A new study has revealed that social distancing during the six weeks of the Covid-19 pandemic has reduced infection rates by up to 45 per cent in Europe, according to the University of Southern Denmark.
“In these smartphone times, we have access to so much data that we can monitor pandemics in a completely new and more accurate way,” Xinhua news agency quoted Francesco Sannino, professor of theoretical physics at the University of Southern Denmark, as saying on Thursday.
Sannino worked on the study in association with colleagues Giacomo Cacciapaglia and Corentin Cot at the University of Lyon in France.
According to the study, the inhabitants of Italy, France, Portugal, and Spain had the lowest mobility, and infection rates fell by an average of 30 per cent during the six weeks monitored.

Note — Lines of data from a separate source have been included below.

PR #1059, opened 2016-06-22
Allow force-branch for s3roundtrip tests.

wusui:
Fixes tracker bug 15453
Signed-off-by: Warren Usui <wusui@redhat.com>

### DIFF
--- a/tasks/s3roundtrip.py
+++ b/tasks/s3roundtrip.py
@@ -28,13 +28,17 @@ def download(ctx, config):
     The context passed in should be identical to the context
     passed in to the main task.
     """
-    assert isinstance(config, list)
+    assert isinstance(config, dict)
     log.info('Downloading s3-tests...')
     testdir = teuthology.get_testdir(ctx)
-    for client in config:
+    for (client, cconf) in config.iteritems():
+        branch = cconf.get('force-branch', None)
+        if not branch:
+            branch = cconf.get('branch', 'master')
         ctx.cluster.only(client).run(
             args=[
                 'git', 'clone',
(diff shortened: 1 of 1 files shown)


tasks/s3roundtrip.py
```diff
@@ -28,13 +28,17 @@ def download(ctx, config):
     The context passed in should be identical to the context
     passed in to the main task.
     """
-    assert isinstance(config, list)
+    assert isinstance(config, dict)
```
zmc: Will this break existing tests?

zmc:
Looks good aside from the one concern

yuriw:
@wusui we use `force-branch` in suites, upgrades, pls test

tasks/s3roundtrip.py
wusui: I looked a little further and I probably should make a change to the stuff in the finally: section of this routine.

wusui: Upon further review, I believe that the finally: section is correct.  I have tested this with force-branch ceph-master, force-branch aardvark, and force-branch hammer and all three cases seem to behave as expect (aardvark is an error).

zmc: I was actually referring specifically to line 31 there :)

wusui: Yes. I changed that because I changed the downloads call to be a dict so that the new force-branch parameter can be used.  The only uses of the config parameter inside this function is in the code that I modified and in the finally code that I just checked.  I was afraid that this may break things but it looks to be correct.

PR #1064, opened 2016-06-24
tasks/cephfs: vstart_runner fixes

jcsp:
Mixture of things that tripped up while running tests all together on a vstart cluster

### DIFF
--- a/tasks/cephfs/test_cap_flush.py
+++ b/tasks/cephfs/test_cap_flush.py
@@ -4,9 +4,10 @@ import time
 from textwrap import dedent
 from unittest import SkipTest
 from tasks.cephfs.fuse_mount import FuseMount
-from tasks.cephfs.cephfs_test_case import CephFSTestCase
+from tasks.cephfs.cephfs_test_case import CephFSTestCase, long_running
 
 class TestCapFlush(CephFSTestCase):
+    @long_running
     def test_replay_create(self):
         """
         MDS starts to handle client caps when it enters clientreplay stage.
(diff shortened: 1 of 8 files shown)


tasks/cephfs/test_pool_perm.py
```diff
@@ -80,6 +80,7 @@ def test_forbidden_modification(self):
 
         self.mount_a.umount_wait()
         self.mount_a.mount()
+        self.mount_a.wait_until_mounted()
```
ajarr: So I guess we can be more careful and start using the 'mounted' context manager more widely across the code base and not worry too much about races and if we forgot to umount?
So just,
with self.mount_a.mounted():
as done in 'test_journal_migration.py'

tasks/cephfs/test_cap_flush.py
```diff
@@ -4,9 +4,10 @@
 from textwrap import dedent
 from unittest import SkipTest
 from tasks.cephfs.fuse_mount import FuseMount
-from tasks.cephfs.cephfs_test_case import CephFSTestCase
+from tasks.cephfs.cephfs_test_case import CephFSTestCase, long_running
```
ajarr: do you think I can change the long_running to something like {with, for, use}_teuthology as a follow up patch?

tasks/cephfs/test_pool_perm.py
jcsp: Yes, we should make more use of that

ajarr:
Code looks good to me.

PR #1065, opened 2016-06-24
rados/thrash/workloads/cache-agent-big: set min_size=2 on m=1 k=2 ec pool

liewegas:
Otherwise min_size will be 3 and we will wedge on a single down
osd.


dachary:
LGTM

PR #1066, opened 2016-06-28
cephfs: add test for dump tree admin socket command

fullerdj:
Add test_dump_tree to validate the MDS admin socket command
dump tree. Add a parameter for path_to_ino to enable the use of
lstat() instead of stat()

See: http://tracker.ceph.com/issues/11171
See: https://github.com/ceph/ceph/pull/9925
Signed-off-by: Douglas Fuller <dfuller@redhat.com>

### DIFF
--- a/suites/fs/basic/tasks/asok_dump_tree.yaml
+++ b/suites/fs/basic/tasks/asok_dump_tree.yaml
@@ -1,0 +1,7 @@
+tasks:
+- install:
+- ceph:
+- ceph-fuse:
+- cephfs_test_runner:
+    modules:
+      - tasks.cephfs.test_dump_tree
--- a/tasks/cephfs/test_dump_tree.py
+++ b/tasks/cephfs/test_dump_tree.py
@@ -1,0 +1,66 @@
+from tasks.cephfs.cephfs_test_case import CephFSTestCase
+import random
+import os
+
+class TestDumpTree(CephFSTestCase):
+    def get_paths_to_ino(self):
+        inos = {}
+        p = self.mount_a.run_shell(["find", "./"])
+        paths = p.stdout.getvalue().strip().split()
+        for path in paths:
+            inos[path] = self.mount_a.path_to_ino(path, False)
+
+        return inos
+
+    def populate(self):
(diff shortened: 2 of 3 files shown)


tasks/cephfs/test_dump_tree.py
```diff
@@ -0,0 +1,46 @@
...
+        for path in paths:
+            inos[path] = self.mount_a.path_to_ino(path, False)
+
+        return inos
+
+    def populate(self):
+        self.mount_a.run_shell(["git", "clone",
+                                "https://github.com/ceph/ceph-qa-suite"])
+        
+    def test_dump_tree(self):
```
jcsp: Hmm, why do we need a lot of files and then to pick random ones from within that?  Putting randomness into tests feels like it might be asking for trouble.

What if you created these paths:
```
alpha1/
alpha1/bravo
alpha1/bravo/charlie
alpha2/
```
Then test that dump on / includes on everything, dump on alpha1/ with depth high excludes alpha2, and dump on alpha1 with depth=1 excludes charlie.  Would that be missing any cases?

jcsp:
Looks good, thanks for updating.  Will include in next test run + then merge.

suites/fs/basic/tasks/asok_dump_tree.yaml
```diff
@@ -0,0 +1,4 @@
+tasks:
+- cephfs_test_runner:
```
jcsp: In fs/basic the mounts are defined in the tasks (like in the cfuse_*) ones.  So this is failing to run because it doesn't have any mounts.  (Different from the ones in fs/recovery which have the mounts defined elsewhere fs/recovery/mounts)

suites/fs/basic/tasks/asok_dump_tree.yaml
```diff
@@ -0,0 +1,7 @@
+tasks:
+- install:
```
jcsp: You don't need the install and ceph bits here (they're in the inline/) tasks, perversely...

jcsp:
Merged manually with an extra commit to fix the yaml

PR #1069, opened 2016-06-29
cephfs: test fragment size limit

batrick:
The fragment configuration uses 10000 for the fragment max size. The reason for
this is that many tests add 1000 files to a single directory which will hit
this limit without fragmentation catching up.

The test_dirfrag_limit test confirms:

o That the directory fragment size cannot exceed mds_bal_fragment_size_max (using a limit of 50 in all configurations).
o That fragmentation (forced) will allow more entries to be created.
o That unlink fails when the stray directory fragment becomes too large and that unlinking may continue once those strays are purged.

Tests: https://github.com/ceph/ceph/pull/9789
Issue: http://tracker.ceph.com/issues/16164

### DIFF
--- a/suites/fs/basic/dirfrag/frag_enable.yaml
+++ b/suites/fs/basic/dirfrag/frag_enable.yaml
@@ -4,6 +4,7 @@ overrides:
     conf:
       mds:
         mds bal frag: true
+        mds bal fragment size max: 10000
         mds bal split size: 100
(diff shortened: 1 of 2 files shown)


batrick:
I've already run this through teuthology. There were two failures (valgrind warning on the client segfault in the client) which were unrelated to this test. I'm currently looking into the segfault.

PR #1296, opened 2016-12-02
upgrade: ceph-test is needed for ceph-coverage 

dachary:


theanalyst:
ack
we have successful runs now

PR #1298, opened 2016-12-02
krbd/unmap: pre-single-major is now 3.12.z

idryomov:
3.13 won't build on newer distros, due to lack of gcc5 support.
nightly/pre-single-major (with a slash) is now gone.

Signed-off-by: Ilya Dryomov <idryomov@gmail.com>

### DIFF
--- a/suites/krbd/unmap/kernels/pre-single-major.yaml
+++ b/suites/krbd/unmap/kernels/pre-single-major.yaml
@@ -1,7 +1,7 @@
 overrides:
   kernel:
     client.0:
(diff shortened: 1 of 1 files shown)


idryomov:
Tested both with both gitbuilders and shaman:
http://pulpito.ceph.com/dis-2016-12-02_15:34:17-krbd:unmap-jewel-testing-basic-smithi/
http://pulpito.ceph.com/dis-2016-12-02_15:56:05-krbd:unmap-jewel-testing-basic-smithi/

PR #1302, opened 2016-12-07
Fixes for PR284

batrick:
I couldn't merge this myself due to master being protected.

https://github.com/ceph/ceph-qa-suite/pull/284

### DIFF
--- a/suites/fs/multiclient/tasks/fsx-mpi.yaml.disabled
+++ b/suites/fs/multiclient/tasks/fsx-mpi.yaml.disabled
@@ -3,6 +3,7 @@ os_type: ubuntu
 os_version: "14.04"
 
 tasks:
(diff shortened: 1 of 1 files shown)


batrick:
@liewegas I don't think John had time to look at this. Do you think it's good to merge?

liewegas:
It looks fine to me!

The real test is to rename it and see if it runs... if so, that woudl be great, as fsx-mpi would be a great thing to have in our qa

batrick:
I did run a test with it enabled but it still failed. I didn't see an obvious way to fix it. Failure message is in this commit message:

https://github.com/ceph/ceph-qa-suite/pull/1302/commits/0a6d76f29b9e6ea6c930655430c183c9d12c4cf1

PR #1303, opened 2016-12-10
tasks/ceph: restore context of osd mount path after mkfs

tchaikov:
in case there are some leftover files with their own SELinux
context, and SELinux will not allow ceph to access these files if
their context is not expected by ceph's SELinux policy.

Fixes: http://tracker.ceph.com/issues/16800


tchaikov:
tested at http://pulpito.ceph.com/kchai-2016-12-09_19:24:35-rados-wip-kefu-testing---basic-mira/

tchaikov:
```
2016-12-10T03:22:22.724 INFO:teuthology.orchestra.run.mira037:Running: 'which restorecon && sudo restorecon -R /var/lib/ceph/osd/ceph-1'
2016-12-10T03:22:22.915 INFO:teuthology.orchestra.run.mira037.stderr:which: no restorecon in (/usr/lib64/qt-3.3/bin:/usr/local/bin:/usr/bin)
```
see http://qa-proxy.ceph.com/teuthology/kchai-2016-12-10_02:13:38-rados-wip-kefu-testing---basic-mira/621289/teuthology.log

so the test node does not have restorecon installed. maybe we should not rely on it to reset the context of the files under data directory?

tasks/ceph.py
```diff
@@ -778,6 +778,15 @@ def cluster(ctx, config):
                     '--monmap', monmap_path,
                 ],
             )
+            mnt_point = '/var/lib/ceph/osd/{cluster}-{id}'.format(cluster=cluster_name, id=id_)
+            remote.run(
+                args=[
+                    'which', 'restorecon',
```
tchaikov: restorecon is not in $PATH, just use /sbin/restorecon directly.

PR #1309, opened 2016-12-14
tasks/ceph: restore context of osd mount path before mkfs

tchaikov:
all newly created files and directories under the mount dir inherit the
SELinux type of their parent directory. so we need to set it before
mkfs.

Fixes: http://tracker.ceph.com/issues/16800

### DIFF
--- a/tasks/ceph.py
+++ b/tasks/ceph.py
@@ -752,6 +752,12 @@ def cluster(ctx, config):
                         mnt_point,
                     ]
                 )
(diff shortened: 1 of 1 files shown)


tchaikov:
being tested at http://pulpito.ceph.com/kchai-2016-12-14_11:07:57-rados-master---basic-mira/

athanatos:
Seems fine to me!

However, Sweden proved an anomaly.
The Scandinavian country experienced a reduction in the infection rate of the same order of magnitude as Italy, France, Portugal, and Spain, despite having a far more mobile population.
The researchers accounted for the discrepancy by suggesting that a certain degree of social distance consensus must have arisen within the Swedish population.
The study warned that though the calculations may show a reduced rate of infection during the six weeks monitored, it does not mean there will be fewer cases of Covid-19.
“The reduction means that the curve for infection cases is longer to reach the maximum, it does not necessarily affect the total number, which is an independent amount.”
Europe has so far registered a total of 3,147,645 coronavirus cases, with 208,549 deaths, according to figures by the European Centre for Disease Prevention and Control.